**WHAT YOU WILL DO:**
Go through the data and retrieve each line that includes the string "approved".

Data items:
PR #2891, opened 2023-01-12
Feat better tooltip links

nunogois:
https://linear.app/unleash/issue/2-576/improve-how-text-that-has-tooltip-should-look-so-they-are-not

image

image

- Adapts the existing `HtmlTooltip` component to support setting `maxHeight` and `maxWidth` properties;
- Introduces a new common component: `TooltipLink`;
- Adapts SA (tokens), features (tags), variants (overrides, payloads) and project access (role and role description);
- Role description in project access now uses this component instead of the old jankier popover component;


chriswk (approved):
Looks sensible. With the explanation I even understood what's going on here :P

PR #2892, opened 2023-01-12
fix: stop forwarding visibilityOff prop in toggle

nunogois:
Tiny fix to stop forwarding the new `visibilityOff` prop in the `StyledVisibilityToggle`. 
Bug introduced with https://github.com/Unleash/unleash/pull/2887


nunogois:
https://github.com/Unleash/unleash/pull/2895#discussion_r1069045457 - @kwasniew was faster so I'm closing this.

PR #2893, opened 2023-01-12
fix: small breadcrumb adjustments

nunogois:
https://linear.app/unleash/issue/2-577/small-breadcrumb-adjustments

Includes small adjustments to the breadcrumb navigation component.

### Long chain path (ellipts if width > 200px)
image

### Long final path (no longer ellipts as long as it has enough remaining space)
image

### Long final path with resized window (still ellipts when needed)
image


chriswk (approved):
Cool. Looks good.

PR #2899, opened 2023-01-13
Fix/redirect woes

FredrikOseberg:
This PR fixes two problems: 

(1) The initial redirect put us into an infinite loop when redirecting, because trying to go back to the root would always trigger the initial redirect component. Throwing you back to project screen.

(2) Using UI config in the useLastViewedProject to get the basePath introduced a race condition where you needed data from the uiConfig in order to fetch the correct key from local storage. The fix here was to use the basePath coded into the HTML file, so we can synchronously retrieve the correct key at startup.

### DIFF
--- a/frontend/package.json
+++ b/frontend/package.json
@@ -14,6 +14,7 @@
     "start": "vite",
     "start:prod": "vite build && vite preview",
     "start:sandbox": "UNLEASH_API=https://sandbox.getunleash.io/ospro yarn run start",
+    "start:demo2": "UNLEASH_API=https://sandbox.getunleash.io/ UNLEASH_BASE_PATH=/demo2/ yarn run start",
     "start:enterprise": "UNLEASH_API=https://unleash.herokuapp.com yarn run start",
     "start:demo": "UNLEASH_BASE_PATH=/demo/ yarn start",
     "test": "tsc && vitest run",
--- a/frontend/package.json
+++ b/frontend/package.json
@@ -15,7 +15,7 @@
     "start:prod": "vite build && vite preview",
     "start:sandbox": "UNLEASH_API=https://sandbox.getunleash.io/ospro yarn run start",
     "start:demo2": "UNLEASH_API=https://sandbox.getunleash.io/ UNLEASH_BASE_PATH=/demo2/ yarn run start",
-    "start:enterprise": "UNLEASH_API=https://unleash.herokuapp.com yarn run start",
+    "start:enterprise": "UNLEASH_API=https://unleash.herokuapp.com VITE_TEST_REDIRECT=true yarn run start",
     "start:demo": "UNLEASH_BASE_PATH=/demo/ yarn start",
     "test": "tsc && vitest run",
     "test:snapshot": "yarn test -u",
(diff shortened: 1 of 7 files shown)


frontend/package.json
```diff
@@ -14,6 +14,7 @@
     "start": "vite",
     "start:prod": "vite build && vite preview",
     "start:sandbox": "UNLEASH_API=https://sandbox.getunleash.io/ospro yarn run start",
+    "start:demo2": "UNLEASH_API=https://sandbox.getunleash.io/ UNLEASH_BASE_PATH=/demo2/ yarn run start",
```
thomasheartman, line 17: Oh, nice 😄

frontend/src/component/menu/routes.ts
```diff
@@ -45,6 +45,13 @@ import { LazyProject } from 'component/project/Project/LazyProject';
 import { AdminRedirect } from 'component/admin/AdminRedirect';
 
 export const routes: IRoute[] = [
+    {
+        path: '/',
+        title: 'Unleash',
+        component: ProjectListNew,
+        type: 'protected',
+        menu: {},
+    },
```
thomasheartman, line 54: Interesting: was this not here before? Maybe because the redirect would take care of taking you to `/projects` or something?

thomasheartman (approved):
Yeeeees! This looks good to me 🚂  

My only (non-blocking) suggestion would be if we should move the redirect logic into the app component? It never renders anything, so should it be a component? On the other hand, it's an easy way to separate out the logic (especially because of hooks), so I think it's a viable use case. (And in fact, bailing from the app component if need to redirect might present its own problems, I suppose 💁🏼 ). Just for discussion; I'll leave it up to you, but I would be interested to hear your take on it 🤓

frontend/src/component/menu/routes.ts
FredrikOseberg: The redirect was set to render on the root path, which caused the loop to trigger. Because you can still navigate to the root by clicking the unleash logo, I set this as the default root path.

FredrikOseberg:
> Yeeeees! This looks good to me 🚂
> 
> My only (non-blocking) suggestion would be if we should move the redirect logic into the app component? It never renders anything, so should it be a component? On the other hand, it's an easy way to separate out the logic (especially because of hooks), so I think it's a viable use case. (And in fact, bailing from the app component if need to redirect might present its own problems, I suppose 💁🏼 ). Just for discussion; I'll leave it up to you, but I would be interested to hear your take on it 🤓

To me it makes sense to encapsulate the logic, if only for readability. It could perhaps be a hook, but I think this is good enough for now.

frontend/src/component/menu/routes.ts
thomasheartman: Thanks! Does that mean that the URL will be the root URL, but that the rendered component is the project list?

FredrikOseberg: Yes, I suppose we could setup a redirect to: `/projects`

thomasheartman: I don't really mind, to be honest. It used to be that that page only rendered "all features", right? So if that's not useful anymore, then rendering projects instead might make sense? I don't have enough context to say what's the right thing to do here, and I suspect that exploring the solution space for this would take up a lot more time than is warranted for this PR, so I'm happy for you to make a choice here. If you think it's worth a wider discussion (it might be), then we should probably loop in the UX team et al., and make it its own task.

PR #3434, opened 2023-03-31
docs: point link to unleash/unleash instead of unleash-docker

thomasheartman:
## why

This link used to post to the now-outdated unleash-docker repo. They should instead go directly to the unleash repo now.


sebastian-bury (approved):
Looks good to me! :)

**YOUR SOLUTION:**
chriswk (approved):
chriswk (approved):
thomasheartman (approved):
sebastian-bury (approved):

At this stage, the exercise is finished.